People v. Benjamin

*689Appeal by the defendant from a judgment of the County Court, Orange County (DeRosa, J.), rendered February 11, 2004, convicting him of attempted burglary in the second degree and criminal mischief in the fourth degree, after a nonjury trial, and imposing sentence. The appeal brings up for review the denial, after a hearing, of that branch of the defendant’s omnibus motion which was to suppress his statements to law enforcement officials.

Ordered that the judgment is affirmed.

The defendant’s contention that his statements to law enforcement officials were rendered involuntary as a result of his intoxication is without merit. Intoxication alone is insufficient to render a statement involuntary (see People v Roth, 139 AD2d 605, 606 [1988]). Only where it is demonstrated that the defendant was intoxicated to a degree of mania or of being unable to understand the meaning of his statements is suppression warranted (see People v Schompert, 19 NY2d 300, 305 [1967], cert denied 389 US 874 [1967]; People v Shields, 295 AD2d 374 [2002]; People v Perry, 144 AD2d 706 [1988]; People v Roth, supra). In this case, the evidence failed to establish that the defendant was intoxicated to such a degree.
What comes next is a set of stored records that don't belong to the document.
PR #693, opened 2026-07-19
decoder: make output_buffer_size() respect configured Limits.bytes (fixes #692)

### LINKED ISSUE #692: output_buffer_size() ignores configured Limits.bytes — crate's own documented usage pattern allows ~256 PiB reported size from a 41-byte file
## Summary

`Reader::output_buffer_size()` computes the full output buffer size (`linelen * height`) straight from attacker-controlled IHDR width/height, and only rejects the result if it exceeds `isize::MAX`. It never consults the decoder's configured `Limits.bytes`. The crate's own top-level documented usage pattern (`vec![0; reader.output_buffer_size().unwrap()]`) therefore gives zero protection against a crafted file that declares a huge height while keeping actual compressed data (and hence the one `Limits`-checked quantity — a single row's byte length) tiny.

## Details

The only place `Limits.bytes` is enforced is `Reader::read_until_image_data`, via `self.decoder.reserve_bytes(buflen)` for a **single row's** byte length. `height` never enters any Limits-checked quantity, for both interlaced and non-interlaced images — the per-pass `frame_bytes` estimate is likewise derived purely from declared width/height and only feeds `UnfilteringBuffer`'s internal countdown.

**Proof of concept** (verified against the real published `png = "0.18.1"`): a 41-byte file — PNG signature + IHDR (width=8,000,000, height=4,294,967,295/`u32::MAX`, bit_depth=16, color_type=6/RGBA) + a truncated IDAT chunk header with no payload — makes `decoder.read_info()` succeed and `reader.output_buffer_size()` return `274877906880000000` (~256 PiB), with `Limits::default()` (64 MiB) left completely untouched.

`parse_ihdr` only rejects `width==0||height==0`, not the PNG-spec 2³¹-1 cap, widening the exploitable range — a separate, lower-priority gap not addressed by this fix.

## Impact

Any application following the crate's own documented usage pattern with default `Limits` is unprotected against attempting an astronomically large allocation from a tiny crafted file.

## Suggested fix

See the linked PR: `output_buffer_size()` now additionally checks the computed size against `Limits.bytes` (via a new `ReadDecoder::limits_bytes()` getter), returning `LimitsExceeded` instead of the raw huge number — since both existing call sites (`read_info()`, `next_frame()`) already treat `output_buffer_size() == None` as `LimitsExceeded`, this closes the gap for free at both. Verified: the 41-byte PoC above now fails in ~40-90µs with `LimitsExceeded` instead of succeeding; legitimate images (including a 2000x2000 RGBA8, well under the 64 MiB default) still decode correctly. Full test suite passes unchanged (91→96 tests, all green).

Note: image-rs/image-png#608 is relevant prior art — it already added a narrower check (`output_buffer_size()` rejecting only `isize::MAX` overflow); this PR extends that same code path to also respect the configured `Limits.bytes` budget, per the direction discussed in that issue.

Discovered by the [rust-in-peace](https://github.com/scadastrangelove/rust-in-peace/) security pipeline.

scadastrangelove:
Fixes #692.

## Summary

`output_buffer_size()` now additionally checks the computed `linelen * height` size against the decoder's configured `Limits.bytes` (via a new `ReadDecoder::limits_bytes()` getter), returning `None` (surfaced as `LimitsExceeded` at both existing call sites) instead of an astronomically large number when the budget would be exceeded.

## Design

- Minimal by construction: both `read_info()` and `next_frame()` already treat `output_buffer_size() == None` as `DecodingError::LimitsExceeded`, so this one change closes the gap at both call sites without touching either of them.
- Uses the *current remaining* `Limits.bytes` (post-decrement from any prior row/chunk reservations) as the ceiling, consistent with how the rest of the crate's `Limits` accounting works.
- Does not touch the separate, lower-priority missing PNG-spec 2³¹-1 dimension cap in `parse_ihdr` — that's a distinct, smaller issue that widens the exploitable range but isn't itself the resource-exhaustion bug.
- Callers who legitimately need larger buffers (e.g. multi-GiB rendered images, per the discussion in #608) just call `set_limits` with a larger budget, exactly as already supported — this adds a sanity ceiling on the *reported* number, it doesn't reserve/mutate the budget.

## Testing

- Full test suite: 91→96 tests (5 new), all passing, zero regressions. `cargo fmt --check` clean; `cargo clippy --all-targets` warning count unchanged.
- PoC verified end-to-end: the 41-byte crafted file from #692 (IHDR width=8,000,000, height=u32::MAX) — pre-fix, `read_info()` succeeds in ~44µs and `output_buffer_size()` returns `274877906880000000` (~256 PiB); post-fix, `read_info()` fails in ~40-90µs with `LimitsExceeded`.
- Legitimate decoding confirmed unaffected: 4x4, 16x16, and 2000x2000 RGBA8 round-trips (the latter ~16 MiB output, comfortably under the 64 MiB default) all decode successfully post-fix.

## Open questions for maintainer judgment

1. This uses the *remaining* `Limits.bytes` budget (after any prior reservations) as the ceiling — negligibly stricter than the originally-configured value, but worth confirming that's the intended semantics.
2. Whether the separate PNG-spec dimension cap (`parse_ihdr` not rejecting width/height > 2³¹-1) should land alongside this, since they're closely related — happy to open a follow-up if useful.

Discovered by the [rust-in-peace](https://github.com/scadastrangelove/rust-in-peace/) security pipeline.

🤖 Generated with [Claude Code](https://claude.com/claude-code)

### DIFF
--- a/src/decoder/mod.rs
+++ b/src/decoder/mod.rs
@@ -663,8 +663,18 @@ impl<R: BufRead + Seek> Reader<R> {
     /// Return the number of bytes required to hold a deinterlaced image frame that is decoded
     /// using the given input transformations.
     ///
-    /// Returns `None` if the output buffer does not fit into the memory space of the machine,
-    /// otherwise returns the byte length in `Some`. The length is smaller than [`isize::MAX`].
+    /// Returns `None` if the output buffer does not fit into the memory space of the machine, or
+    /// if it would exceed the resource budget configured via [`Limits::bytes`] (see
+    /// [`Decoder::set_limits`]); otherwise returns the byte length in `Some`. The length is
+    /// smaller than [`isize::MAX`] and does not exceed the currently configured `Limits`.
+    ///
+    /// Note: unlike other buffers considered by `Limits` (e.g. single decoded rows), the buffer
+    /// whose size is computed here is allocated by the *caller*, not by this crate, so it isn't
+    /// literally reserved against the budget. However, this crate's own documented usage pattern
+    /// is to allocate a buffer of exactly this size (`vec![0; reader.output_buffer_size().unwrap()]`),
+    /// so a maliciously crafted file that declares a huge `height` (while keeping a single row
+    /// cheap) must not be able to make this function report a value wildly out of proportion with
+    /// the configured `Limits`, even though decoding hasn't allocated anything that large itself.
     pub fn output_buffer_size(&self) -> Option<usize> {
         let (width, height) = self.info().size();
         let (color, depth) = self.output_color_type();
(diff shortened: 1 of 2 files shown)


197g:
"Make snprintf error when buffer size would have exceeded `bufsz`".

PR #708, opened 2026-08-04
Fix streaming APNG encoding

### LINKED ISSUE #411: Broken APNG is produced with `StreamWriter`
This code produces broken APNG without any errors:

```rust
fn main() {
    use std::io::Write;

    let file = std::io::BufWriter::new(std::fs::File::create("out.png").unwrap());
    let mut encoder = png::Encoder::new(file, 8, 8);

    // 8-bit grayscale, 2 frames
    encoder.set_color(png::ColorType::Grayscale);
    encoder.set_depth(png::BitDepth::Eight);
    encoder.set_animated(2, 0).unwrap();
    encoder.validate_sequence(true);

    let writer = encoder.write_header().unwrap();
    let mut stream_writer = writer.into_stream_writer().unwrap();

    // Frame 0
    stream_writer.set_frame_delay(1, 1).unwrap();
    stream_writer.write_all(&[0u8; 64]).unwrap();

    // Frame 1
    stream_writer.set_frame_delay(1, 2).unwrap();
    stream_writer.write_all(&[0xffu8; 64]).unwrap();

    stream_writer.finish().unwrap();
}
```

```console
$ cargo run
    Finished dev [unoptimized + debuginfo] target(s) in 0.00s
     Running `target/debug/png-animation-test`
$ magick identify -verbose out.png
identify: IDAT: unknown compression method `out.png' @ error/png.c/MagickPNGErrorHandler/1492.
$ ffprobe out.png
ffprobe version n6.0 Copyright (c) 2007-2023 the FFmpeg developers
(... snip ...)
[apng @ 0x560b1cafb580] inflate returned error -3
Input #0, apng, from 'out.png':
  Duration: N/A, bitrate: N/A
  Stream #0:0: Video: apng, gray(pc), 8x8, 100k tbr, 100k tbn
```

hjanuschka:
`StreamWriter` prefixed the first frame's `IDAT` payload with an APNG sequence number, selected `IDAT` again for the second frame, and did not finish animation frame accounting before validation.

Start frame controls and compression when the first pixels arrive, finish accounting after each compressed frame, and only add sequence numbers to `fdAT` chunks. This also makes frame settings apply to the intended frame and resets row filtering between frames. Tests cover all compression backends, small multi-chunk frames, and a separate default image.

This was found while investigating animated output in libjxl/jxl-rs#858. The jxl-rs workaround is libjxl/jxl-rs#859 upstream fix would be so much better, please let me know if you want me to address anything!

Fixes #411

### DIFF
--- a/src/encoder.rs
+++ b/src/encoder.rs
@@ -1192,10 +1192,10 @@ impl<'a, W: Write> ChunkWriter<'a, W> {
         // TODO (maybe): find a way to hold two chunks at a time if `usize`
         //               is 64 bits.
         const CAP: usize = u32::MAX as usize >> 1;
-        let curr_chunk = if writer.images_written == 0 {
-            chunk::IDAT
-        } else {
+        let curr_chunk = if writer.images_written > 0 && writer.info.frame_control.is_some() {
             chunk::fdAT
+        } else {
+            chunk::IDAT
         };
         ChunkWriter {
             writer,
@@ -1236,17 +1236,18 @@ impl<'a, W: Write> ChunkWriter<'a, W> {
         assert_eq!(self.index, 0, "Called when not flushed");
         let wrt = self.writer.deref_mut();
 
-        self.curr_chunk = if wrt.images_written == 0 {
-            chunk::IDAT
-        } else {
+        self.curr_chunk = if wrt.images_written > 0 && wrt.info.frame_control.is_some() {
             chunk::fdAT
+        } else {
+            chunk::IDAT
         };
 
         match wrt.info.frame_control {
             Some(_) if wrt.should_skip_frame_control_on_default_image() => {}
             Some(ref mut fctl) => {
                 fctl.encode(&mut wrt.w)?;
-                fctl.sequence_number += 1;
+                fctl.sequence_number = fctl.sequence_number.wrapping_add(1);
+                wrt.animation_written += 1;
             }
             _ => {}
         }
@@ -1293,17 +1294,11 @@ impl<'a, W: Write> Write for ChunkWriter<'a, W> {
         }
 
         // index == 0 means a chunk has been flushed out
-        if self.index == 0 {
-            let wrt = self.writer.deref_mut();
-
-            // Prepare the next animated frame, if any.
-            let no_fctl = wrt.should_skip_frame_control_on_default_image();
-            if wrt.info.frame_control.is_some() && !no_fctl {
-                let fctl = wrt.info.frame_control.as_mut().unwrap();
-                self.buffer[0..4].copy_from_slice(&fctl.sequence_number.to_be_bytes());
-                fctl.sequence_number += 1;
-                self.index = 4;
-            }
+        if self.index == 0 && self.curr_chunk == chunk::fdAT {
+            let fctl = self.writer.info.frame_control.as_mut().unwrap();
+            self.buffer[0..4].copy_from_slice(&fctl.sequence_number.to_be_bytes());
+            fctl.sequence_number = fctl.sequence_number.wrapping_add(1);
+            self.index = 4;
         }
 
         // Cap the buffer length to the maximum number of bytes that can't still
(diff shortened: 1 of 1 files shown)


fallenmi (changes requested):
This review was prepared with OpenAI Codex assistance under the account owner's authorization.

Blocking: please preserve the missing-data error for a stream on which no pixels were written. `StreamWriter::new()` now leaves `to_write` at zero until the first non-empty `write()`, so an immediate `stream.finish()` reaches `finish_mut()` with `Wrapper::Chunk` and no outstanding byte count and returns `Ok(())`. The caller can then successfully call `Writer::finish()`, producing a 45-byte PNG containing only `IHDR` and `IEND`, with no `IDAT`. This regresses the base behavior and contradicts `StreamWriter::finish()`'s documented guarantee that abandoned image data is reported.

I reproduced this through the public API on exact PR base `4f873e4a628c0e8dbb4204fb263697298f89eb01`, head `cd6eca127b4cc54c8b745b33c0ceebbe88176e02`, current `master` `05ccdb9c8ae7fc50f4787ba2888a1c515adad944`, and current merge `ec5e4df8b619dddf91b685b4d8fb3fb9ba380832`: the empty/partial/complete stream contract test is 3/3 on base and current master but 2/3 on head and current merge, failing only the empty-stream case. The upstream unit, integration, binary, and example suites otherwise pass on all four revisions, and all 24 live CI checks are successful.

Keeping the lazy compressor/header start while initializing `line_len` and `to_write` from `chunk_writer.next_frame_info()` restores the empty-stream error; that minimal variant passes the 3/3 contract oracle, both new APNG tests, and both existing streaming round-trip tests.

hjanuschka:
Good catch. Initialized the expected frame byte count while keeping compressor/header startup lazy, and added regression coverage for finishing without image data.

fallenmi (approved):
This follow-up review was prepared with OpenAI Codex assistance under the account owner's authorization.

The changed head addresses my previous blocker. Relative to reviewed `cd6eca127b4cc54c8b745b33c0ceebbe88176e02`, `StreamWriter::new()` now initializes `line_len` and `to_write` from `ChunkWriter::next_frame_info()` while preserving lazy compressor/header startup. An untouched or partial stream therefore reaches `finish_mut()` with a positive remaining byte count and returns `MissingData`; a complete write still enters and finishes the frame normally. The new `stream_validation_rejects_missing_image_data` regression covers the empty-stream case.

I reviewed exact current `master`/base `05ccdb9c8ae7fc50f4787ba2888a1c515adad944`, head `5dac28ce87791331d27cbfaee30c0f9b69679b96`, and current merge `1f3db0a8203f82a32d4a91b2f67bd484f2f15f8d`. The PR is open, non-draft, and mergeable; all 24 live checks and both Actions workflows are successful. This follow-up was source/API-only; I did not rerun a local build or test suite.

src/encoder.rs
```diff
@@ -1470,12 +1426,11 @@ impl<'a, W: Write> StreamWriter<'a, W> {
...
         let filtered_buf = vec![0; in_len];
 
-        let mut chunk_writer = ChunkWriter::new(writer, buf_len);
+        let chunk_writer = ChunkWriter::new(writer, buf_len);
         let (line_len, to_write) = chunk_writer.next_frame_info();
-        chunk_writer.write_header()?;
 
         Ok(StreamWriter {
-            writer: Wrapper::from_level(chunk_writer, compression)?,
+            writer: Wrapper::Chunk(chunk_writer),
```
197g: What prompted removing the compression here?

src/encoder.rs
```diff
@@ -1664,62 +1619,92 @@ impl<'a, W: Write> StreamWriter<'a, W> {
...
+        }
         if self.to_write > 0 {
             let err = FormatErrorKind::MissingData(self.to_write).into();
             return Err(EncodingError::Format(err));
         }
 
+        if !matches!(self.writer, Wrapper::Chunk(_)) {
+            self.finish_frame()?;
+        }
         self.flush()?;
```
197g: Having this use `Write::flush` was already a little bit of a stretch as it needed it to also detects overwrite but since the encoder finish and stream flush is now happening inside of `finish_frame` this not only stretches it a bit too far but also the `match` inside this function seems redundant when we're now never calling it with `Wrapper::{Flate2, FDeflate}`. 

I might consider inlining the remainder of the body split between here and `finish_frame`. I'm not even sure if the `self.index > 0` branch was ever appropriate except for its use in `finish` since it also triggers if called in the middle of a line.

197g (commented):
The double duty of `Wrapper::Chunk` is quite hard to follow and there's now also its comment explaining it  (on `Wrapper`) that is outdated by its new usage. It alludes to it being an error-recovery state *after* a frame but now it also serves as the initial state of a new frame before any data is added (and before the compression is applied).

The latter part is fine with me! The symmetry of `start_frame` and `finish_frame` is far clearer. And yes the LLM review is right in saying that the fix resolves some state transitions better Maybe another explicit separate state in `Wrapper` would be better?

src/encoder.rs
197g: Sorry, misunderstood the new control flow with `Chunk`. That's now reviewed in the main comment.

src/encoder.rs
hjanuschka: Good point. I renamed `Wrapper` to `FrameState` and made the uncompressed state explicitly `Ready`, covering both the initial state and the point between completed frames. I also removed the redundant flush from `finish_mut()` and stopped treating a mid-scanline `Write::flush()` as an error, with a regression test for that case.

197g (approved):
@fallenmi Want to run Codex again? I'm not seeing anything obvious to have been missed and the extra regression tests also inspire confidence.

PR #709, opened 2026-08-06
Remove imports already in the prelude

linkmauve:
Since edition 2021 (bumped in af389624950f5a22d21389a8161b04874abdd43e), `std::convert::TryInto`, `std::convert::TryFrom` and `std::iter::FromIterator` are already imported in the prelude, so we don’t have to import them manually.

This was originally part of #670, but can go standalone.


197g (approved):
Interesting that clippy doesn't appear to lint it.

PR #710, opened 2026-08-06
Remove import of miniz_oxide, unused since 0.17.12

linkmauve:
It is still a direct dependency of `flate2`.

This was originally part of #670, but can go standalone.

### DIFF
--- a/Cargo.toml
+++ b/Cargo.toml
@@ -25,7 +25,6 @@ bitflags = "2.0"
 crc32fast = "1.2.0"
 fdeflate = "0.3.3"
 flate2 = "1.0.35"
-miniz_oxide = { version = "0.8", features = ["simd"] }
 
 [dev-dependencies]
 approx = "0.5.1"


Cargo.toml
```diff
@@ -25,7 +25,6 @@ bitflags = "2.0"
 crc32fast = "1.2.0"
 fdeflate = "0.3.3"
 flate2 = "1.0.35"
-miniz_oxide = { version = "0.8", features = ["simd"] }
```
197g, line 28: I believe we also want to make sure that the `simd` feature is active if this is the backend that's used. We have simd in `png` at all configurations anyways and this ensures an expected level of performance. But, debatable reasoning.

fintelia: Yeah, IIRC this feature flag makes `miniz_oxide` use the `simd_adler32` crate for checksum calculation. And since we depend on `simd_adler32` unconditionally via `fdeflate` it makes sense to use it everywhere 

Edit: though it looks like flate2 now directly enables the feature and switched to version 0.9 in the meantime... https://github.com/rust-lang/flate2-rs/blob/c8be6352ceadbed425335d150fb2dd9e6e0a96b6/Cargo.toml#L28

linkmauve: Since flate2 switched to version 0.9, this PR is even more useful, it prevents miniz_oxide from being built twice, once for flate2 and once for nothing.  This happens currently on image-png master, after running cargo update.

fintelia (approved):

PR #717, opened 2026-09-06
Interlaced encode

### LINKED ISSUE #716: Support Adam7 (interlaced) encoding
Apart from glycin supporting CMYK internally, missing interlacing support is currently the only remaining blocker for Inkscape to port to libglycin.

Looks like oxipng supports converting an existing PNG to Adam7, but it sounded like there would be interest in supporting it directly in the png crate.

197g:
Closes: #716 

In this implementation we do not support it for `StreamWriter` but only for `write_image_data`. We assume that you never want to have an arbitrary buffer (longer than a single line) in the former case. Having the caller `Write` data in order of its adam7 passes could also be very surprising, but we may relax it like that later (or via a separate type, or a separate method parallel to `into_stream_writer` etc.).

The bulk of this is code for efficiently extracting passes into a separate line buffer. The loops should optimize in considerably different manners for many combinations of sub-byte depths and pass (1..7 mostly). Further evidence in encoding performance might evolve this at a later point.

### DIFF
--- a/src/encoder.rs
+++ b/src/encoder.rs
@@ -127,7 +127,7 @@ impl From<io::Error> for EncodingError {
 
 impl From<EncodingError> for io::Error {
     fn from(err: EncodingError) -> io::Error {
-        io::Error::new(io::ErrorKind::Other, err.to_string())
+        io::Error::other(err.to_string())
     }
 }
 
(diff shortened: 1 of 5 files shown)


src/encoder.rs
197g, line 997: Self-review: oops, forgot to restart here with interlaced encoding as well. The code structure seems sub-optimal for this reason but I really don't want to build type-algebra abstractions to double dispatch compression and lines. Eh.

The defendant’s contention that the evidence was legally insufficient to establish his guilt beyond a reasonable doubt is unpreserved for appellate review (see CPL 470.05 [2]; People v Gray, 86 NY2d 10 [1995]; People v Santos, 86 NY2d 869 [1995]; People v Carranza, 306 AD2d 351 [2003], affd 3 NY3d 729). In any event, viewing the evidence in the light most favorable to the prosecution (see People v Contes, 60 NY2d 620 [1983]), we find that it was legally sufficient to establish the defendant’s guilt beyond a reasonable doubt.

The sentence imposed was not excessive (see People v Suitte, 90 AD2d 80 [1982]).

The defendant’s remaining contentions are without merit. Adams, J.P., S. Miller, Crane and Mastro, JJ., concur.